Culture and Nature in Harmony

20 July 2021

Finding Harmony

As we gather round the campfire, at the cinema, philharmonic or theatre, we open ourselves to experiencing and sharing emotions. But how best to enjoy them while protecting our planet?


Kamil Wyszkowski*

We – people – have been gathering together since the earliest days. Homo sapiens sapiens is a social species, after all. We perceive and explore the world communally. We cannot survive alone for long. For our species, isolation is a punishment – and a harsh one, at that. We need interactions, emotions, rivalry, tenderness, touch and closeness. Existing as part of a group is an essential element of survival, rooted in primal atavism.

Emotions and empathy

Past atavism shapes our need to experience things and events jointly, at the same time and in the same place. As we gather round the campfire, at the cinema, philharmonic or theatre, we open ourselves to experiencing and sharing emotions. Groups define us – we frequently describe ourselves as belonging to this or another community. Experiencing culture together is one of the most magical human capabilities. We first discovered this magic in caves illuminated by firelight over a hundred millennia ago. It was then that we first started creating culture based on encounters between individuals.

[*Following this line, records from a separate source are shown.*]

PR #2340, opened 2024-02-20
feat(leptos-axum): propagate trace context to server functions

janu-cambrelen:
## What

This PR modifies the `handle_server_fns_inner` function within the Axum integration to enable trace context propagation to server functions.

## Why

Parent contexts — whether passed from the client or created via middleware — were not associated with downstream spans. This led to disjointed and incomplete traces. With this change, downstream spans will now be properly associated with their upstream context:

```rust
#[server]
#[cfg_attr(feature = "ssr", tracing::instrument)]
pub async fn some_server_fn() -> Result<(), ServerFnError> {
    use server_imports::*;
    
    // The generated `__some_server_fn` span will now be a child of the propagated parent span.
    // Furthermore, any child events or spans herein will also share the common trace ID.

    Ok(())
}
```

## How

By introducing two changes:

1. *Capturing Current Span*: Before spawning the task that contains/runs server functions, the current span is captured via `let current_span = tracing::Span::current()`.
2. *Entering Span Scope*: Inside the task, a guard is created using `current_span.enter()`. This ensures that the current span is set as the active span for the duration of the task.


benwis:
I'd love to have better tracing support. Does it work well on regular pages?

pythoneer:
@janu-cambrelen do you know if that would work with sentry(-tracing .. etc)? If yes, how would that look like, i guess you would `#[tracing::instrument]` the server functions, like in your example but i don't really get what the leptos/client side would look like to "start" a span in the browser and sync the trace ID.

Issue #2338, opened 2024-02-19
`<!DOCTYPE html>` tag is never rendered


thinety:
**Describe the bug**
`<!DOCTYPE html>` tag does not show up when rendering a view.

**Leptos Dependencies**
```toml
leptos = { version = "0.6", features = ["ssr", "experimental-islands"] }
```

**To Reproduce**
Code to reproduce the behavior:
```rust
use leptos::{ssr, component, view, IntoView};

#[component]
fn App() -> impl IntoView {
    view! {
        <!DOCTYPE html>
        <html>
        </html>
    }
}

fn main() {
    println!("{}", ssr::render_to_string(App));
}
```

**Expected behavior**
Expected to print `<!DOCTYPE html><html></html>`, but prints only `<html></html>`.

**Additional context**
When server side rendering, these are the relevant lines:

https://github.com/leptos-rs/leptos/blob/ffcf3c2952240598ab9f019a75c77c9145965670/leptos_macro/src/view/server_template.rs#L42
https://github.com/leptos-rs/leptos/blob/ffcf3c2952240598ab9f019a75c77c9145965670/leptos_macro/src/view/server_template.rs#L389

When rendering on the client side, the logic is about the same.

Since the `Node::Doctype(_)` pattern is being handled explicitly, I am not sure if this behavior is by design. It was a little surprising for me when I first encountered it.

gbj:
I can confirm this already works in the different implementation for the next version. I never intended this to be used as a general-purpose HTML templating library, so DOCTYPE just does nothing. The alternative for this versio would be to emit a compile error in the proc macro in the `Node::Doctype(_)` branch, to make it clearer. A PR adding that would be welcome.

PR #2355, opened 2024-02-22
Add compile error when using comment and doctype tags within the `view!` macro

thinety:
Discussed in https://github.com/leptos-rs/leptos/issues/2338.

Preview of the error messages:
image

The first commit contains just style changes (using `proc_macro_error::abort!` everywhere instead of just `abort!`, to be consistent with `proc_macro_error::emit_error!`), so it can be reverted if desired.


thinety:
I've changed the compile-time errors to warnings:
image
This only works in nightly though.

Up to you if you want to leave this change alone and just wait for the next major.

PR #2360, opened 2024-02-23
Add MSRV

paul-hansen:
Adds a Minimum Supported Rust Version using the [`rust-version`](https://doc.rust-lang.org/cargo/reference/manifest.html#the-rust-version-field) field.

Current motivation for this is we are seeing people try to compile Leptos with older versions of Rust and it's failing with confusing error messages. With this PR it now gives a nice error message letting them know which version to upgrade to.

I simply chose Rust 1.75 because it's the oldest that compiles currently. Lmk if we want to use something newer.

You can test this by running this from the project root:
```
rustup install 1.74
rustup default 1.74
cargo build
```

Which using this PR will now output:

> error: package `leptos_macro v0.6.6 (/home/paul/Projects/Rust/leptos/leptos_macro)` cannot be built because it requires rustc 1.75 or newer, while the currently active rustc version is 1.74.1

I added it to the stable examples as well, the nightly examples already enforce a version in their rust-toolchain.toml files.

### DIFF
--- a/Cargo.toml
+++ b/Cargo.toml
@@ -26,6 +26,7 @@ exclude = ["benchmarks", "examples"]
 
 [workspace.package]
 version = "0.6.6"
+rust-version = "1.75"
 
 [workspace.dependencies]
 leptos = { path = "./leptos", version = "0.6.5" }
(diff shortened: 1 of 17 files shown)


paul-hansen:
Reviewed CI failures and they all seem unrelated to me. Let me know if I missed anything though.

gbj:
Thanks!

PR #2368, opened 2024-02-25
Multiple Client Multiple Server cross communication using Nginx.

sjud:
This example shows how multiple clients can communicate with multiple servers while being shared over a single domain i.e localhost:80 using nginx as a reverse proxy.


gbj:
(See comment on #2305 re: what's the best place to put interesting example projects)

sebadob:
@sjud just as an idea, you could do this without nginx as well, when you use cloudflares [Pingora](https://github.com/cloudflare/pingora) which they officially released last week.  
This could be used directly inside the Leptos SSR code and proxy requests to your other apps. With this you have a less complex setup and you could stay Rust only as well.

gbj:
Superseded by #2500.

PR #2371, opened 2024-02-26
Add MessagePack codec

johnbchron:
This adds [MessagePack](https://msgpack.org/) codec support.

To quote MessagePack, "it's like JSON but fast and small". I was wanting to make a param payload that included a decently-sized byte array inline, and JSON is pretty inefficient at that, so I added MessagePack support.

The CI hasn't finished running on my machine but I decided to go ahead and submit it anyways because the change is so isolated.

### DIFF
--- a/server_fn/src/codec/msgpack.rs
+++ b/server_fn/src/codec/msgpack.rs
@@ -1,0 +1,74 @@
+use super::{Encoding, FromReq, FromRes, IntoReq, IntoRes};
+use crate::{
+    error::ServerFnError,
+    request::{ClientReq, Req},
+    response::{ClientRes, Res},
+};
+use bytes::Bytes;
+use http::Method;
+use serde::{de::DeserializeOwned, Serialize};
+
+/// A codec for MessagePack.
+pub struct MsgPack;
+
+impl Encoding for MsgPack {
+    const CONTENT_TYPE: &'static str = "application/msgpack";
+    const METHOD: Method = Method::POST;
+}
+
+impl<T, Request, Err> IntoReq<MsgPack, Request, Err> for T
+where
+    Request: ClientReq<Err>,
+    T: Serialize,
+{
+    fn into_req(
+        self,
+        path: &str,
+        accepts: &str,
+    ) -> Result<Request, ServerFnError<Err>> {
+        let data = rmp_serde::to_vec(&self)
+            .map_err(|e| ServerFnError::Serialization(e.to_string()))?;
+        Request::try_new_post_bytes(
+            path,
+            MsgPack::CONTENT_TYPE,
+            accepts,
+            Bytes::from(data),
+        )
+    }
+}
+
+impl<T, Request, Err> FromReq<MsgPack, Request, Err> for T
+where
+    Request: Req<Err> + Send,
+    T: DeserializeOwned,
+{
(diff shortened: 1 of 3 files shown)


server_fn/src/codec/msgpack.rs
```diff
@@ -0,0 +1,74 @@
...
+    }
+}
+
+impl<T, Request, Err> FromReq<MsgPack, Request, Err> for T
+where
+    Request: Req<Err> + Send,
+    T: DeserializeOwned,
+{
+    async fn from_req(req: Request) -> Result<Self, ServerFnError<Err>> {
+        let string_data = req.try_into_string().await?;
```
gbj, line 46: Shouldn't this use [`try_into_bytes`](https://docs.rs/server_fn/latest/server_fn/request/trait.Req.html#tymethod.try_into_bytes) instead? I would think `try_into_string` fails if the MessagePack data is not valid UTF-8. I don't know the format but that seems unlikely.

server_fn/src/codec/msgpack.rs
```diff
@@ -0,0 +1,74 @@
...
+    }
+}
+
+impl<T, Response, Err> FromRes<MsgPack, Response, Err> for T
+where
+    Response: ClientRes<Err> + Send,
+    T: DeserializeOwned,
+{
+    async fn from_res(res: Response) -> Result<Self, ServerFnError<Err>> {
+        let data = res.try_into_string().await?;
```
gbj, line 70: Same note re `try_into_bytes` as above.

gbj (commented):
Thanks, it's great to have added implementations like this. See notes above about `into_string` vs `into_bytes`.

server_fn/src/codec/msgpack.rs
johnbchron: You were correct. It is not valid UTF-8.

server_fn/src/codec/msgpack.rs
johnbchron: Same as above.

benwis:
I think there is a deeper question here, of how many codecs we want to have available in leptos itself. I don't think this is an issue for MessagePack or this commit, but it's worth thinking about moving forward

benwis:
Overall this looks good, thanks for contributing!

luckynumberke7in:
> I think there is a deeper question here, of how many codecs we want to have available in leptos itself. I don't think this is an issue for MessagePack or this commit, but it's worth thinking about moving forward

I haven't worked with this package before, so someone please feel free to correct me, but from skimming the package...honestly...should something like this be a flat replacement in most cases (1:1)?

These little improvements towards an optimal Leptos sound wonderful, especially for a nosql or graphql DB when possible.

benwis:
> > I think there is a deeper question here, of how many codecs we want to have available in leptos itself. I don't think this is an issue for MessagePack or this commit, but it's worth thinking about moving forward
> 
> I haven't worked with this package before, so someone please feel free to correct me, but from skimming the package...honestly...should something like this be a flat replacement in most cases (1:1)?
> 
> These little improvements towards an optimal Leptos sound wonderful, especially for a nosql or graphql DB when possible.

A flat replacement? This isn't really for db access, this is for the server fn encoding between server and client.

PR #2373, opened 2024-02-27
added hashes generated from cargo-leptos

maccesch:
This is accompanying PR for https://github.com/leptos-rs/cargo-leptos/pull/256


benwis:
Overall this looks pretty good, my question would be what would happen if you were not using cargo-leptos? We still want to maintain compatibility with that use case

maccesch:
I believe that shouldn't be a problem. The server code looks if the hash.txt exists and only if it does adds the hashes to the file names.

maccesch:
The failing check doesn't seem to be from my code

BrandonDyer64:
Any way this gets backported to leptos 6?

maccesch:
This was done for Leptos 0.6 👍🏼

Today these are no longer gladiatorial combats, knights’ duels, sun dances or bloody Tenochtitlan rites. We are constantly searching for ever more sophisticated ways of spending and experiencing our free time. We strive for excitement and adrenaline, or, alternatively, peace, quiet and endorphins. An entire industry dedicated to guiding our emotions has appeared. We submit to conductors shaping our emotions to the rhythm of music, light, dance, the spoken word and stage sets. Everything intertwines, and the way we encounter art and culture is constantly changing. There are no longer predictable concert halls or auditoriums where canons of fashion lock us in rigid boundaries of available options and dress codes. We have more space for extravagance and freedom. Culture has snapped the leash and smashed the barriers which previously jealously guarded the monopoly of how we experience it.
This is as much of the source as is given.